Work order - Check the material that follows for the word "shown" and say how many lines contain it, with no other words.

____ Records for this exercise

PR #2511, opened 2025-09-01
grndb: Don't stop processing by File.stat error

kou:


lib/mrb/scripts/command_line/grndb.rb
```diff
@@ -5,6 +5,33 @@ module CommandLine
...
+        def file_mtime(path)
+          begin
+            stat = File.stat(path)
+          rescue SystemCallError => error
+            failed("Failed to get last modified time: <#{path}>",
+                   error.message)
+            Time.at(0)
+          else
+            stat.mtime
+          end
```
otegami, line 18: 📝 Although I wrote the code like this before, the current way is better since it minimizes the scope where an error can occur.
```suggestion
          begin
            stat = File.stat(path)
            stat.mtime
          rescue SystemCallError => error
            failed("Failed to get last modified time: <#{path}>",
                   error.message)
            Time.at(0)
          end
```

otegami (approved):

PR #2528, opened 2025-09-09
package: Use only `gpg_uid_rsa4096`

abetomo:
`gpg_uid` is because it is a low strength key.
Since we've been using `gpg_uid_rsa4096` recently, removing `gpg_uid` will have no impact.


abetomo:
The gpg_uid file itself is also used by GNU Autotools, so we have not deleted it.

otegami:
📝 `gpg_uid` is used as follows.
https://github.com/groonga/groonga/blob/4086f5ac37d2601696a561896d529ff017aa2758/configure.ac#L1644-L1645

kou:
Is the registered `GPG_UID` used? If it's not used, we can remove it.

abetomo:
I deleted it because we don't use it.

Check after deletion:

```
$ grep -ir gpg_uid *
packages/repository-helper.rb:      File.read(File.join(top_directory, "gpg_uid_rsa4096")).strip,
```

Issue #1411, opened 2022-09-12
 doc: Add description about `CMAKE_BUILD_PARALLEL_LEVEL` and parallel options


HashidaTKS:
We can use the `CMAKE_BUILD_PARALLEL_LEVEL` environment variable for parallel build with ``cmake --build`: https://cmake.org/cmake/help/latest/envvar/CMAKE_BUILD_PARALLEL_LEVEL.html

_Originally posted by @kou in https://github.com/groonga/groonga/pull/1403#discussion_r967935280_

HashidaTKS:
https://github.com/groonga/groonga/pull/1403#discussion_r968048123

PR #2529, opened 2025-09-10
docs: Use Ninja on Windows, when building with CMake

abetomo:
GitHub fixes GH-1411

Using Ninja enables parallel builds.

### DIFF
--- a/doc/source/install/cmake.md
+++ b/doc/source/install/cmake.md
@@ -294,3 +294,6 @@ Here is a command line to build and install Groonga by `cmake
 
 You should specify `--config Debug` instead of `--config Release` when
 debugging.
+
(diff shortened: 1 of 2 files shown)


abetomo:
Related: #2489

doc/source/install/cmake.md
```diff
@@ -294,3 +294,6 @@ Here is a command line to build and install Groonga by `cmake
 
 You should specify `--config Debug` instead of `--config Release` when
 debugging.
+
+We showed an example specifying `-G "Visual Studio 17 2022"` for the generator, but we recommend specifying Ninja for the generator, like `-G Ninja`.
+Ninja builds in parallel by default using all CPU cores, so you can expect fast builds.
```
kou, line 299: Note that we need to call `vcvarsall.bat` like https://github.com/groonga/groonga/blob/4086f5ac37d2601696a561896d529ff017aa2758/.github/workflows/cmake.yml#L795 to use Ninja + Visual Studio.

Issue #2530, opened 2025-09-12
Add `command_list` command


kou:
### What is your problem?

We may be able to generate client library API automatically by this introspection API.

This API will return a list of information of available commands. Each information includes:

* Name
* Summary
* Description
* Arguments
  * Argument name
  * Argument summary
  * Argument description

This API may be useful to implement Groonga MCP server.

PR #2532, opened 2025-09-12
command_list: add

kou:
GitHub: GH-2530

This returns only ID and name. We can add more information later.

### DIFF
--- a/lib/proc/proc_command_list.c
+++ b/lib/proc/proc_command_list.c
@@ -35,7 +35,7 @@ command_command_list(grn_ctx *ctx,
   {
     if (id == GRN_DB_MECAB) {
       /* TokenMecab must not be a command. TokenMecab may exist as a
-       * dummy object for historically reason. */
+       * dummy object for historical reason. */
       continue;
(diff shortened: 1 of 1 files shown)


lib/proc/proc_command_list.c
```diff
@@ -0,0 +1,113 @@
...
+{
+  const bool is_close_opened_object_mode = (grn_thread_get_limit() == 1);
+  grn_obj command_ids;
+
+  GRN_RECORD_INIT(&command_ids, GRN_OBJ_VECTOR, GRN_ID_NIL);
+  GRN_DB_EACH_BEGIN_BY_KEY(ctx, cursor, id)
+  {
+    if (id == GRN_DB_MECAB) {
+      /* TokenMecab must not be a command. TokenMecab may exist as a
+       * dummy object for historically reason. */
```
otegami: [nits]
```suggestion
       * dummy object for historical reason. */
```

kou: Thanks!

PR #2535, opened 2025-09-22
doc install amazonlinux: Remove the install procudere of groonga-token-mecab package

komainu8:
Because we don't provide the groonga-token-mecab package in Amazon Linux 2023.


kou:
Could you rebase this?

komainu8:
I've rebased.

PR #2547, opened 2025-09-30
Use C++20 or later

kou:
We want to use `std::string::starts_with()`.


kou:
Hmm. llama.cpp doesn't like C++20 for now.

Let's revisit this later.

PR #2548, opened 2025-10-01
language-model: add support for auto download from Hugging Face

kou:
URL:
* `hf:///${USER}/${MODEL}`
  * Example: `hf:///groonga/bge-m3-Q4_K_M-GGUF` for https://huggingface.co/groonga/bge-m3-Q4_K_M-GGUF
* `hf:///${USER}/${MODEL}#${TAG}`
  * Example: `hf:///Qwen/Qwen3-Embedding-8B-GGUF#Q8_0` for Q8_0 tag of https://huggingface.co/Qwen/Qwen3-Embedding-8B-GGUF

### DIFF
--- a/lib/language_model.cpp
+++ b/lib/language_model.cpp
@@ -747,7 +747,7 @@ namespace grn {
 
       return ensure_model(model_file_name);
 #else
-      ERR(GRN_FUNCTION_NOT_IMPLEMENTED, "%s simdjson isn't enabled", TAG)
+      ERR(GRN_FUNCTION_NOT_IMPLEMENTED, "%s simdjson isn't enabled", TAG);
       return false;
 #endif
     }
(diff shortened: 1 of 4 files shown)


lib/language_model.cpp
```diff
@@ -14,17 +14,27 @@
...
 // Foundation, Inc., 51 Franklin Street, Fifth Floor, Boston, MA  02110-1301 USA
 
-#include "grn_language_model.hpp"
 #include "grn_db.h"
+#include "grn_http_client.h"
+#include "grn_language_model.hpp"
+#include "grn_util.h"
 
-#include "groonga/smart_obj.hpp"
+#include <groonga/smart_obj.hpp>
```
otegami, line 22: 📝 When we want to include the system's header files, we can use `<>`.
- https://gcc.gnu.org/onlinedocs/cpp/Include-Syntax.html#Include-Syntax-1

________

Response to the task - 3